» **The data**

Issue #193, opened 2020-10-26
[Bug] Hooks don't work


gespispace:
## Summary

Sorry cypress does not send hook, but should send hook

## How to reproduce
I don't know, but it is error
```
director_1       | (node:24) UnhandledPromiseRejectionWarning: TypeError: Cannot create property 'hookEvent' on boolean 'true'
director_1       |     at reportToGenericWebHook (/app/dist/lib/hooksReporter.js:143:28)
director_1       |     at /app/dist/lib/hooksReporter.js:174:16
director_1       |     at Array.forEach (<anonymous>)
director_1       |     at reportToHook (/app/dist/lib/hooksReporter.js:166:152)
director_1       |     at handleUpdateInstance (/app/dist/api/instances.js:103:35)
director_1       |     at processTicksAndRejections (internal/process/task_queues.js:97:5)
```
and hook 
![image](https://user-images.githubusercontent.com/37763089/97125756-bec2dd00-1756-11eb-8264-24a2ee77cc1a.png)

## Environment

- sorry-cypress version: `latest`
- cypress version: `5.4.0`
- platform: `docker-compose.minio.yml`
- service: `director`

gespispace:
what other information is needed to solve the problem?

jhicken:
Odd Ill have a look at it in the morning.

gespispace:
@agoldis bug not fix. 
![image](https://user-images.githubusercontent.com/37763089/97477676-ba264080-1971-11eb-9b26-7e65241d36b4.png)

gespispace:
latest images
![image](https://user-images.githubusercontent.com/37763089/97477938-12f5d900-1972-11eb-8eb7-22396139d0f4.png)

agoldis:
kk well fix later

PR #198, opened 2020-10-28
Fix bug if header don't set. #193

gespispace:
you need to check that there are headers, and then try to parse them.

it is error 
image

### DIFF
--- a/packages/director/src/lib/hooksReporter.ts
+++ b/packages/director/src/lib/hooksReporter.ts
@@ -173,7 +173,7 @@ async function reportToGenericWebHook({
     );
     return axios({
       method: 'post',
-      headers: JSON.parse(hook.headers) || {},
+      headers: hook.headers ? JSON.parse(hook.headers) : {},
       url: hook.url,
       data: reportData,
     }).catch((err) => {


gespispace:
if I try to look through the api dashboard, I see that the `headers` is undefined and `JSON.parse(undefined)` return error
image

jhicken (approved):
Nice! Good find!

jhicken:
> you need to check that there are headers, and then try to parse them.
> 
> it is error
> image

So in this it looks like your problem is something different. It looks like you maybe had malformed json in the header field and the character `u` broke stuff. 

I think the real fix for this would be to add severside validation for api side of hooks. And validate that json much earlier. That said this pr is fine and wont hurt anything.

gespispace:
> > you need to check that there are headers, and then try to parse them.
> > it is error
> > image
> 
> So in this it looks like your problem is something different. It looks like you maybe had malformed json in the header field and the character `u` broke stuff.
> 
> I think the real fix for this would be to add severside validation for api side of hooks. And validate that json much earlier. That said this pr is fine and wont hurt anything.

But my headers was empty
image

jhicken:
By chance could you capture the network response from the network panel. and post that?

It totally possible that there is a bug here. but without more info its hard to know. I think the best thing to do would be put a debugger or a log statment right here in the code. to see what data you have stored in the db for the headers field.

» **What is being asked**
All of the material above should be reproduced exactly.

» **Answer below**
Issue #193, opened 2020-10-26
[Bug] Hooks don't work


gespispace:
## Summary

Sorry cypress does not send hook, but should send hook

## How to reproduce
I don't know, but it is error
```
director_1       | (node:24) UnhandledPromiseRejectionWarning: TypeError: Cannot create property 'hookEvent' on boolean 'true'
director_1       |     at reportToGenericWebHook (/app/dist/lib/hooksReporter.js:143:28)
director_1       |     at /app/dist/lib/hooksReporter.js:174:16
director_1       |     at Array.forEach (<anonymous>)
director_1       |     at reportToHook (/app/dist/lib/hooksReporter.js:166:152)
director_1       |     at handleUpdateInstance (/app/dist/api/instances.js:103:35)
director_1       |     at processTicksAndRejections (internal/process/task_queues.js:97:5)
```
and hook 
![image](https://user-images.githubusercontent.com/37763089/97125756-bec2dd00-1756-11eb-8264-24a2ee77cc1a.png)

## Environment

- sorry-cypress version: `latest`
- cypress version: `5.4.0`
- platform: `docker-compose.minio.yml`
- service: `director`

gespispace:
what other information is needed to solve the problem?

jhicken:
Odd Ill have a look at it in the morning.

gespispace:
@agoldis bug not fix. 
![image](https://user-images.githubusercontent.com/37763089/97477676-ba264080-1971-11eb-9b26-7e65241d36b4.png)

gespispace:
latest images
![image](https://user-images.githubusercontent.com/37763089/97477938-12f5d900-1972-11eb-8eb7-22396139d0f4.png)

agoldis:
kk well fix later

PR #198, opened 2020-10-28
Fix bug if header don't set. #193

gespispace:
you need to check that there are headers, and then try to parse them.

it is error 
image

### DIFF
--- a/packages/director/src/lib/hooksReporter.ts
+++ b/packages/director/src/lib/hooksReporter.ts
@@ -173,7 +173,7 @@ async function reportToGenericWebHook({
     );
     return axios({
       method: 'post',
-      headers: JSON.parse(hook.headers) || {},
+      headers: hook.headers ? JSON.parse(hook.headers) : {},
       url: hook.url,
       data: reportData,
     }).catch((err) => {


gespispace:
if I try to look through the api dashboard, I see that the `headers` is undefined and `JSON.parse(undefined)` return error
image

jhicken (approved):
Nice! Good find!

jhicken:
> you need to check that there are headers, and then try to parse them.
> 
> it is error
> image

So in this it looks like your problem is something different. It looks like you maybe had malformed json in the header field and the character `u` broke stuff. 

I think the real fix for this would be to add severside validation for api side of hooks. And validate that json much earlier. That said this pr is fine and wont hurt anything.

gespispace:
> > you need to check that there are headers, and then try to parse them.
> > it is error
> > image
> 
> So in this it looks like your problem is something different. It looks like you maybe had malformed json in the header field and the character `u` broke stuff.
> 
> I think the real fix for this would be to add severside validation for api side of hooks. And validate that json much earlier. That said this pr is fine and wont hurt anything.

But my headers was empty
image

jhicken:
By chance could you capture the network response from the network panel. and post that?

It totally possible that there is a bug here. but without more info its hard to know. I think the best thing to do would be put a debugger or a log statment right here in the code. to see what data you have stored in the db for the headers field.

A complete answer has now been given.